Let $X$ be a vector space, $Y$ a subspace of $X$, and $A \subset X$.
Then algebraic interior of $A$ with respect to $Y$ is defined as $$ \operatorname{aint}_{Y} (A) := \{x \in X \mid \forall y\in Y, \exists t >0: [x, x+t y] \subset A \}. $$ Clearly, $\operatorname{aint}_{Y} (A) \subset A$. If $A$ is convex, then the above definition reduces to $$ \operatorname{aint}_{Y} (A) = \{x \in X \mid \forall y\in Y, \exists t >0: x+t y \in A \}. $$
The algebraic interior of $A$ is defined as $$ \operatorname{aint} (A) := \operatorname{aint}_{X} (A). $$
Then I'm reading below result and its proof from this lecture note
Observation 0.7. Let $A$ be a subset of a vector space $X$ such that $\operatorname{aint} (A) \neq \emptyset$. Let $\alpha \in \mathbb R$ and $\ell: X \to \mathbb R$ be a nontrivial linear functional. Then the following statements are equivalent.

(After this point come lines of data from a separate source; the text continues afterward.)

PR #6891, opened 2025-03-31
Persist and retrieve persisted form fields on checkout

tjmw:

For the Stripe hosted checkout flow the checkout process looks like this:

```
+----------------------+     +------------------------+     +----------------------+
| Normal checkout form | --> | Stripe hosted checkout | --> | Back to support site |
+----------------------+     +------------------------+     +----------------------+
```

Validation of form fields etc takes place in the first step, before transferring to Stripe. When the user returns to our site, we don't want them to have to fill in their details again, but these details are needed to submit the create subscription request to support-workers. It's also possible that something may go wrong with the support-workers execution, in which case we'd want to place the user on the checkout form, with an error message, but their form fields still filled.

In this PR we persist the filled form fields to session storage under the key `checkoutSessionFormData`, with an expiration of 24 hours (managed by `@guardian/libs`). The reason we use 24 hours is to align with the expiration of the checkout session on Stripe's side. Since we're using session storage this data is tied to the current browser tab so the expiration will be the shorter of 24 hours and the lifespan of the current browser tab. After the user successfully returns from Stripe, we retrieve the details if there's a `checkoutSessionId` query string arg. If the checkout session ID doesn't match, the persisted form details aren't used. If there is a match, and the data is valid, we fill the form with the persisted details.

[**Trello Card**](https://trello.com/c/YU3EaFAw/1544-when-a-user-clicks-to-pay-by-credit-debit-card-on-the-generic-checkout-and-the-product-is-homedelivery-or-subscriptioncard-and-t)

## Why are you doing this?

Following on from #6863 this is the next step of implementing the complete flow.

## How to test

In CODE go to the Sunday HomeDelivery/Subs card checkout and pick debit/credit card payment option. After filling out the form with valid data and submitting you'll be transferred to Stripe to collect payment details. On success you will be taken back to the generic checkout with the form fields filled in to reflect the data you'd previously entered.

I've also run the smoke tests against this branch to ensure no existing flows are broken.

### DIFF
--- a/support-frontend/assets/pages/[countryGroupId]/checkout.tsx
+++ b/support-frontend/assets/pages/[countryGroupId]/checkout.tsx
@@ -23,6 +23,7 @@ import type { Participations } from '../../helpers/abTests/models';
 import type { LandingPageVariant } from '../../helpers/globalsAndSwitches/landingPageSettings';
 import type { LegacyProductType } from '../../helpers/legacyTypeConversions';
 import { getLegacyProductType } from '../../helpers/legacyTypeConversions';
+import type { PersistableFormFields } from './checkout/helpers/stripeCheckoutSession';
 import { getFormDetails } from './checkout/helpers/stripeCheckoutSession';
 import { CheckoutComponent } from './components/checkoutComponent';
 
@@ -67,6 +68,28 @@ const getPromotionFromProductPrices = (
 		fulfilmentOption,
 		productOptions,
 	);
+};
+
+const attemptToRetrievePersistedFormData = (
+	urlSearchParams: URLSearchParams,
+): PersistableFormFields | undefined => {
+	const checkoutSessionIdUrlParam = 'checkoutSessionId';
+	const maybeCheckoutSessionId = urlSearchParams.get(checkoutSessionIdUrlParam);
+
+	if (maybeCheckoutSessionId) {
+		const persistedFormData = getFormDetails(maybeCheckoutSessionId);
+
+		if (persistedFormData) {
+			return persistedFormData;
+		}
+
+		// If there's no persisted data, remove the checkoutSessionId from the URL
+		const url = new URL(window.location.href);
+		url.searchParams.delete(checkoutSessionIdUrlParam);
+		window.location.href = url.toString();
+	}
+
+	return undefined;
 };
 
 export function Checkout({
@@ -261,20 +284,7 @@ export function Checkout({
 		);
 	}, []);
 
-	const checkoutSessionIdUrlParam = 'checkoutSessionId';
-	const maybeCheckoutSessionId = urlSearchParams.get(checkoutSessionIdUrlParam);
-
-	let persistedFormData;
-	if (maybeCheckoutSessionId) {
-		persistedFormData = getFormDetails(maybeCheckoutSessionId);
-
-		// If there's no persisted data, remove the checkoutSessionId from the URL
-		if (!persistedFormData) {
-			const url = new URL(window.location.href);
-			url.searchParams.delete(checkoutSessionIdUrlParam);
-			window.location.href = url.toString();
-		}
-	}
+	const persistedFormData = attemptToRetrievePersistedFormData(urlSearchParams);
 
 	return (
 		<Elements stripe={stripePromise} options={elementsOptions}>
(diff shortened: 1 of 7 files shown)


support-frontend/assets/pages/[countryGroupId]/checkout.tsx
```diff
@@ -255,6 +256,11 @@ export function Checkout({ geoId, appConfig, abParticipations }: Props) {
 		);
 	}, []);
 
+	const checkoutSessionId = window.location.hash;
+	const persistedFormData = checkoutSessionId
```
Comment (tjmw) [inline support-frontend/assets/pages/[countryGroupId]/checkout.tsx:260]: If there's a value in the hash param and we don't manage to retrieve persisted form data (because if fails to parse of it doesn't match the checkout session ID) should we update `window.location` to remove the hash param?

support-frontend/assets/pages/[countryGroupId]/checkout.tsx
```diff
@@ -255,6 +256,21 @@ export function Checkout({ geoId, appConfig, abParticipations }: Props) {
...
+	if (maybeCheckoutSessionId) {
+		persistedFormData = getFormDetails(maybeCheckoutSessionId);
+
+		// If there's no persisted data, remove the checkoutSessionId from the URL
+		if (!persistedFormData) {
+			const url = new URL(window.location.href);
+			url.searchParams.delete(checkoutSessionIdUrlParam);
+			window.location.href = url.toString();
+		}
+	}
```
Comment (rupertbates) [inline support-frontend/assets/pages/[countryGroupId]/checkout.tsx:272]: I would extract this to a function which returns `PersistedFormData | undefined`

support-frontend/assets/pages/[countryGroupId]/checkout/helpers/formDataExtractors.ts
```diff
@@ -14,21 +14,21 @@ export const extractPersonalDataFromForm = (
...
-		lineTwo?: string;
-		city?: string;
-		state: string;
-		postCode: string;
+	deliveryAddress?: {
+		lineOne?: string | null;
+		lineTwo?: string | null;
+		city?: string | null;
+		state?: string | null;
+		postCode?: string | null;
```
Comment (rupertbates) [inline support-frontend/assets/pages/[countryGroupId]/checkout/helpers/formDataExtractors.ts:31]: I think if there is a delivery address then line one, city and postcode will always be present won't they?

support-frontend/assets/pages/[countryGroupId]/checkout/helpers/stripeCheckoutSession.ts
```diff
@@ -0,0 +1,94 @@
...
+	safeParse,
+	string,
+} from 'valibot';
+import { isoCountries } from 'helpers/internationalisation/country';
+import type {
+	FormAddressFields,
+	FormPersonalFields,
+} from './formDataExtractors';
+
+export type PersistableFormFields = {
```
Comment (rupertbates) [inline support-frontend/assets/pages/[countryGroupId]/checkout/helpers/stripeCheckoutSession.ts:18]: Should we derive this type from the schema?

Comment (tjmw) [reply support-frontend/assets/pages/[countryGroupId]/checkout/helpers/stripeCheckoutSession.ts:18]: Yeah that's a good shout

support-frontend/assets/pages/[countryGroupId]/components/formOnSubmit.ts
```diff
@@ -94,29 +95,39 @@ export const submitForm = async ({
...
-				personalData,
-				appliedPromotion,
-				productKey,
-				ratePlanKey,
-				contributionAmount,
-				paymentMethod,
-				geoId,
-				paymentRequest,
-			});
+	if (paymentMethod === 'StripeHostedCheckout') {
```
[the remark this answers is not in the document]
Comment (tjmw) [reply support-frontend/assets/pages/[countryGroupId]/components/formOnSubmit.ts:98]: It doesn't currently - in this PR there isn't a concept of the second time around. That will be done in a subsequent PR.

support-frontend/assets/pages/[countryGroupId]/checkout/helpers/formDataExtractors.ts
Comment (tjmw) [reply support-frontend/assets/pages/[countryGroupId]/checkout/helpers/formDataExtractors.ts:31]: The changes here were to make these consistent with `RegularPaymentRequestAddress` defined here: https://github.com/guardian/support-frontend/blob/main/support-frontend/assets/helpers/forms/paymentIntegrations/readerRevenueApis.ts#L145

support-frontend/assets/pages/[countryGroupId]/checkout.tsx
Comment (tjmw) [reply support-frontend/assets/pages/[countryGroupId]/checkout.tsx]: I've made this change.

rupertbates (approved):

- (i) $A \subset \{\ell \le \alpha\}$.
- (ii) $\operatorname{aint} (A) \subset \{\ell \le \alpha\}$.
- (iii) $\operatorname{aint} (A) \subset \{\ell < \alpha\}$.
Proof.
The implication (i) $\implies$ (ii) is obvious.
(ii) $\implies$ (iii) If (iii) is false, there exists $a \in \operatorname{aint} (A)$ such that $\ell(a)=\alpha$. Take a vector $v \in X$ such that $\ell(v)>0$. There exists $t>0$ with $a+t v \in A$, but then necessarily $a+\frac{t}{2} v \in \operatorname{aint} (A)$ and $\ell\left(a+\frac{t}{2} v\right)>\alpha$; thus (ii) is false.
(iii) $\implies$ (i) Assume that (iii) holds while (i) is false. Fix $a \in \operatorname{aint} (A)$ and $x \in A$ with $\ell(x)>\alpha$. Then the relatively open segment $(a, x)$ is contained in $\operatorname{aint} (A)$ and intersects the hyperplane $\ell^{-1}(\alpha)$, which contradicts (iii).
I suspect the the proof only holds with an additional assumption that $A$ is convex. Could you confirm if my understanding is correct?